YOLO-MRS：基于深度学习的高效无人水面飞行器海洋物体检测方法

基于深度学习的无人水面航行器（USV）目标检测是视觉感知的一种重要方式。然而，目前的方法在执行复杂的海上物体检测任务时表现不佳。同时，USV 的视觉感知系统也缺乏可用的复杂海洋物体数据集。为了解决这些问题，我们在本文中提出了一种基于轻量级 YOLOv8 模型的改进型海洋物体检测方法，称为 YOLO-MRS。具体来说，我们在模型的骨干网络中引入了多尺度跨轴关注（MCA）机制，以建立像素间的远距离依赖关系，从而捕捉全局特征信息。此外，我们还在骨干网络中引入了简化空间金字塔池化-快速（SimSPPF）机制，以提高预测精度。同时，考虑到计算效率，我们将骨干网络和颈部网络中的普通卷积层替换为重新聚焦卷积层（RefConv），以减少模型参数。特别是，我们构建了一个包含 9000 多张精确注释图像的海洋物体检测数据集，称为 MODD-13。提出的 MODD-13 充分考虑了物体类别（13 种）、图像多样性、样本独立性和背景混淆等特点，可作为海上物体检测的基准数据集。最终实验结果表明，与具有代表性的 YOLO 系列模型相比，YOLO-MRS 的 mAP50 平均精度提高了 1.8%-7%，mAP50-95 平均精度提高了 1.1%-11.5%，有效平衡了检测精度和计算效率，从而有效实现了对海洋物体的快速准确检测。

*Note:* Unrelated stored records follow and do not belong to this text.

PR #3870, opened 2022-03-09
Support using custom template with S3 Block Public Access

hanwen-pcluste:
1. Relax URL checks in CLI and integration tests. When a S3 URL (e.g. https://...s3...) is provided, we use boto3 call to validate the URL. A simple https request can only validate the URL if the object is public while a boto3 call can validate the object as long as the CLI role has access to the object.
2. When uploading templates to S3 bucket, set the ACL to private. Therefore, the upload does not require a public bucket.

### Tests
I ran the following test
```
  configure:
    test_pcluster_configure.py::test_pcluster_configure:
      dimensions:
        - regions: [ "ap-northeast-2" ]
          oss: ["alinux2"]
          schedulers: [ "slurm" ]
```

### Checklist

### DIFF
--- a/cli/src/pcluster/config/validators.py
+++ b/cli/src/pcluster/config/validators.py
@@ -714,7 +714,12 @@ def url_validator(param_key, param_value, pcluster_config):
 
     else:
         try:
-            urllib.request.urlopen(param_value)  # nosec nosemgrep
+            match = re.match(r"https://(.*?)\.s3\.(.*?)amazonaws\.com(.*?)/(.*)", param_value)
+            if match and len(match.groups()) == 4:  # If S3 URL is provided.
+                bucket_name, object_name = match.group(1), match.group(4)
+                boto3.client("s3").head_object(Bucket=bucket_name, Key=object_name)
+            else:
+                urllib.request.urlopen(param_value)  # nosec nosemgrep
         except urllib.error.HTTPError as e:
             warnings.append("{0} {1} {2}".format(param_value, e.code, e.reason))
         except urllib.error.URLError as e:
--- a/tests/integration-tests/test_runner.py
+++ b/tests/integration-tests/test_runner.py
@@ -334,7 +334,7 @@ def _is_url(value):
     scheme = urllib.request.urlparse(value).scheme
     if scheme in ["https", "s3", "file"]:
         try:
-            if scheme == "s3":
+            if scheme == "s3":  # If S3 URI is provided
                 match = re.match(r"s3://(.*?)/(.*)", value)
                 if not match or len(match.groups()) < 2:
                     raise argparse.ArgumentTypeError(f"'{value}' is not a valid S3url")
@@ -342,7 +342,12 @@ def _is_url(value):
                     bucket_name, object_name = match.group(1), match.group(2)
                     boto3.client("s3").head_object(Bucket=bucket_name, Key=object_name)
             else:
-                urllib.request.urlopen(value)
+                match = re.match(r"https://(.*?)\.s3\.(.*?)amazonaws\.com(.*?)/(.*)", value)
+                if match and len(match.groups()) == 4:  # If S3 URL is provided.
+                    bucket_name, object_name = match.group(1), match.group(4)
+                    boto3.client("s3").head_object(Bucket=bucket_name, Key=object_name)
+                else:
+                    urllib.request.urlopen(value)
             return value
         except Exception as e:
             raise argparse.ArgumentTypeError(f"'{value}' is not a valid url:{e}")
--- a/util/upload-cfn-templates.py
+++ b/util/upload-cfn-templates.py
@@ -38,10 +38,13 @@ def get_template_extension(templates_dir, template_name):
     return ".cfn." + extension
 
 
-def put_object_to_s3(s3_client, bucket, key, region, data, template_name):
+def put_object_to_s3(s3_client, bucket, key, region, data, template_name, private):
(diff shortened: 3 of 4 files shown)


util/uploadTemplate.sh
```diff
@@ -108,8 +108,8 @@ main() {
     sed -i "s#.*aws-parallelcluster.*/templates/master-server-substack-\${version}.cfn.yaml.*#\"https://${_s3_folder_url}/master-server-substack.cfn.yaml\",#" ${_temp_dir}/aws-parallelcluster.cfn.json
 
     # upload templates
-    aws ${_profile} --region "${_region}" s3 cp --acl public-read ${_temp_dir}/aws-parallelcluster.cfn.json s3://${_bucket}/${_templates_folder}/ || _error_exit 'Failed to push cloudformation template to S3'
-    aws ${_profile} --region "${_region}" s3 cp --acl public-read --recursive --exclude "*" --include "*substack.cfn.json" --include "*substack.cfn.yaml" ${_srcdir}/cloudformation/ s3://${_bucket}/${_templates_folder}/ || _error_exit 'Failed to push substack cfn templates to S3'
+    aws ${_profile} --region "${_region}" s3 cp ${_temp_dir}/aws-parallelcluster.cfn.json s3://${_bucket}/${_templates_folder}/ || _error_exit 'Failed to push cloudformation template to S3'
+    aws ${_profile} --region "${_region}" s3 cp --recursive --exclude "*" --include "*substack.cfn.json" --include "*substack.cfn.yaml" ${_srcdir}/cloudformation/ s3://${_bucket}/${_templates_folder}/ || _error_exit 'Failed to push substack cfn templates to S3'
```
hanwen-pcluste, line 112: This script is only used when we manually upload the templates. It is not used in anywhere else, so remove the --acl is safe here

tests/integration-tests/test_runner.py
```diff
@@ -334,15 +334,20 @@ def _is_url(value):
...
+            if scheme == "s3":  # If S3 URI is provided
                 match = re.match(r"s3://(.*?)/(.*)", value)
                 if not match or len(match.groups()) < 2:
                     raise argparse.ArgumentTypeError(f"'{value}' is not a valid S3url")
                 else:
                     bucket_name, object_name = match.group(1), match.group(2)
                     boto3.client("s3").head_object(Bucket=bucket_name, Key=object_name)
             else:
-                urllib.request.urlopen(value)
+                match = re.match(r"https://(.*?)\.s3\.(.*?)amazonaws\.com/(.*)", value)
```
enrico-usai: This doesn't work with china partition, because in that case the suffix is: `.amazonaws.com.cn`.

util/upload-cfn-templates.py
```diff
@@ -38,10 +38,13 @@ def get_template_extension(templates_dir, template_name):
...
 
-def put_object_to_s3(s3_client, bucket, key, region, data, template_name):
+def put_object_to_s3(s3_client, bucket, key, region, data, template_name, private):
     try:
         object = s3_client.Object(bucket, key)
-        response = object.put(Body=data, ACL="public-read")
+        if private:
+            response = object.put(Body=data)
+        else:
+            response = object.put(Body=data, ACL="public-read")
```
enrico-usai: This can be simplified with:
```python
acl = None if private else "public-read"
response = object.put(Body=data, ACL=acl)
```

enrico-usai: or:
```python
acl = "private" if private else "public-read"
response = object.put(Body=data, ACL=acl)
```

util/upload-cfn-templates.py
```diff
@@ -54,7 +57,10 @@ def put_object_to_s3(s3_client, bucket, key, region, data, template_name):
             s3_client.BucketVersioning(bucket).enable()
             print("Created %s bucket. Bucket versioning is enabled, " "please enable bucket logging manually." % bucket)
             b = s3_client.Bucket(bucket)
-            res = b.put_object(Body=data, ACL="public-read", Key=key)
+            if private:
```
enrico-usai: same here. An alternative is:
```python
put_object_args = {"Body": body, "Key": key}
if not private:
    put_object_args["ACL"] = "public-read"
res = b.put_object(**put_object_args)
```

cli/src/pcluster/config/validators.py
```diff
@@ -714,7 +714,12 @@ def url_validator(param_key, param_value, pcluster_config):
 
     else:
         try:
-            urllib.request.urlopen(param_value)  # nosec nosemgrep
+            match = re.match(r"https://(.*?)\.s3\.(.*?)amazonaws\.com/(.*)", param_value)
```
enrico-usai: not supported by china partition: amazonaws.com.cn

tests/integration-tests/test_runner.py
hanwen-pcluste: Done

util/upload-cfn-templates.py
hanwen-pcluste: ACL can not be `None`. So I went for your last alternative

util/upload-cfn-templates.py
hanwen-pcluste: Done

cli/src/pcluster/config/validators.py
hanwen-pcluste: Done

enrico-usai (approved):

本文章由计算机程序翻译，如有差异，请以英文原文为准。

求助全文

约1分钟内获得全文求助全文

来源期刊

Applied Ocean Research 地学-工程：大洋

CiteScore

8.70

自引率

7.00%

发文量

316

审稿时长

59 days

期刊介绍： The aim of Applied Ocean Research is to encourage the submission of papers that advance the state of knowledge in a range of topics relevant to ocean engineering.